PROVIDENCE-1: Study of Rifalazil in Chlamydia Pneumoniae Seropositive Patients - Full Text View

Sponsored by:	ActivBiotics
Information provided by:	ActivBiotics
ClinicalTrials.gov Identifier:	NCT00251849

Purpose

The objective of this study is to determine whether rifalazil can significantly increase peak walking time (PWT) in patients with peripheral arterial disease (PAD).

Condition	Intervention	Phase
Peripheral Vascular Diseases Intermittent Claudication	Drug: Rifalazil	Phase III

Study Type:	Interventional
Study Design:	Treatment, Randomized, Double-Blind, Placebo Control, Parallel Assignment, Safety/Efficacy Study
Official Title:	Prospective Evaluation of Rifalazil Effect On Vascular Symptoms of Intermittent Claudication and Other Endpoints in Chlamydia Seropositive Patients

Resource links provided by NLM:

MedlinePlus related topics: Chlamydia Infections Peripheral Arterial Disease Vascular Diseases

U.S. FDA Resources

Further study details as provided by ActivBiotics:

Primary Outcome Measures:

The efficacy endpoint is change from baseline in PWT
The safety endpoints are adverse event rates, rates of clinically significant laboratory abnormalities, vital signs, and physical exam abnormalities, rate of vascular death, myocardial infarction (MI), stroke, revascularization or vascular procedures

Estimated Enrollment:	274
Study Start Date:	November 2005
Estimated Study Completion Date:	December 2007

Eligibility

Ages Eligible for Study:	40 Years to 80 Years
Genders Eligible for Study:	Both
Accepts Healthy Volunteers:	No

Criteria

Inclusion Criteria:

Male or female patients between 40 and 80 years of age, inclusive.
The patient has seropositive evidence of Chlamydia pneumoniae defined by immunoglobulin G antibody titers.
The patient has a diagnosis of intermittent claudication due to PAD at screening.
The patient's maximal effort PWT is limited only by severe claudication symptoms.
If the patient is taking cilostazol or pentoxifylline and has been on a stable dose of the medication for at least 6 months prior to screening.
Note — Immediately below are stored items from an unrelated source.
PR #953, opened 2021-09-03
CPDTP-428: Csv participant declarations

kicferk1:
### Context
We want to support CSV formats to make ourselves as flexible to the providers importing data as possible.
https://dfedigital.atlassian.net/browse/CPDTP-428

Add an csv format support to existing participant declarations index endpoint.
Pull 'to_csv' method into its own module to share it between controllers.
Specify the format of declaration date in serialiser explicitly to avoid `to_s` in csv computation returning a different format.
Add documentation and tests.
Fix the githook saying `/components/schemas/XXXXXX` is a bloody AWS key. 

### Guidance to review
I imagine it will have some conflicts with https://github.com/DFE-Digital/early-careers-framework/pull/952, but they shouldn't be too terrible. 

### Testing
Added request specs for the csv index endpoint

Hit the `/api/v1/participant-declarations.csv` endpoint with the right token.

### DIFF
--- a/app/controllers/concerns/api_csv.rb
+++ b/app/controllers/concerns/api_csv.rb
@@ -1,8 +1,6 @@
 # frozen_string_literal: true
 
 module ApiCsv
-  extend ActiveSupport::Concern
-
 private
 
   def to_csv(hash)
--- a/app/controllers/concerns/api_csv.rb
+++ b/app/controllers/concerns/api_csv.rb
@@ -1,0 +1,22 @@
+# frozen_string_literal: true
+
+module ApiCsv
+  extend ActiveSupport::Concern
+
+private
+
+  def to_csv(hash)
+    return "" if hash[:data].empty?
+
+    headers = %w[id]
+    attributes = hash[:data].first[:attributes].keys
+    headers.concat(attributes.map(&:to_s))
+    CSV.generate(headers: headers, write_headers: true) do |csv|
+      hash[:data].each do |item|
+        row = [item[:id]]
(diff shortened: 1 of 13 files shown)


app/controllers/concerns/api_csv.rb
```diff
@@ -0,0 +1,22 @@
+# frozen_string_literal: true
+
+module ApiCsv
+  extend ActiveSupport::Concern
```
blackrat, line 4: Don't need to extend Concern unless you're using `included` `prepended` or one of the other methods that it adds. This is just a plain ol' grouping module.

swagger/v1/component_schemas/MultipleParticipantDeclarationsCsvResponse.yml
```diff
@@ -0,0 +1,14 @@
+description: "A list of participant declarations in the Comma Separated Value (CSV) format"
+type: string
+format: base64
```
blackrat, line 3: Is it?

app/controllers/concerns/api_csv.rb
kicferk1: Good spot :)

swagger/v1/component_schemas/MultipleParticipantDeclarationsCsvResponse.yml
kicferk1: No it ain't.
I need to purge that from a few other places too...

blackrat (approved):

Patients who have recently discontinued medications for PAD and/or intermittent claudication must "wash-out" for at least one month prior to screening.
The patient has been on a stable dose of statin therapy for at least 6 months prior to screening.Patients who have recently discontinued statin therapy must "wash-out" for at least one month prior to screening.
Male and female patients must agree to use an effective form of birth control throughout the study period.

Exclusion Criteria:

The patient has critical limb ischemia as evidenced by ischemic rest pain, ulceration, or gangrene.
The patient has had a major amputation of the leg or any other amputation that limits walking ability.
The patient is planned for surgical/endovascular intervention for PAD during the course of the study.
The patient has or is being treated or evaluated for tuberculosis.
The patient has a known immunodeficient state (e.g., positive for human immunodeficiency virus) or is being treated with immunosuppressive drugs including high dose steroids or cyclosporine.
The patient has an active infection requiring systemic or oral antibiotics.
The patient has an uncontrolled, unstable or recently diagnosed autoimmune disease, including but not limited to systemic lupus, inflammatory bowel disease, sarcoidosis, rheumatoid arthritis, or psoriasis. Patients who develop autoimmune disease during the course of the study must be withdrawn.
The patient's PWT is limited by symptoms other than claudication (shortness of breath, fatigue, angina, or arthritis).
The patient has a history of alcohol abuse, illicit drug use or drug abuse or significant mental illness.
The patient has a known or suspected allergy to the study medication(s) or class of study medication (rifamycins) to be administered.
The patient chronically uses antibacterials or has previously received rifalazil or any rifamycin (e.g.

rifampin).

The patient has uncontrolled hypertension (resting blood pressure > 160/100 mm Hg), uncontrolled moderate to severe congestive heart failure (CHF), or uncontrolled arrhythmic disorders.

Contacts and Locations

Please refer to this study by its ClinicalTrials.gov identifier: NCT00251849

Show 48 Study Locations

Sponsors and Collaborators

ActivBiotics

More Information

No publications provided by ActivBiotics

Additional publications automatically indexed to this study by National Clinical Trials Identifier (NCT ID):

Jaff MR, Dale RA, Creager MA, Lipicky RJ, Constant J, Campbell LA, Hiatt WR. Anti-Chlamydial antibiotic therapy for symptom improvement in peripheral artery disease: prospective evaluation of rifalazil effect on vascular symptoms of intermittent claudication and other endpoints in chlamydia pneumoniae seropositive patients (PROVIDENCE-1). Circulation. 2009 Jan 27;119(3):452-8. Epub 2009 Jan 12.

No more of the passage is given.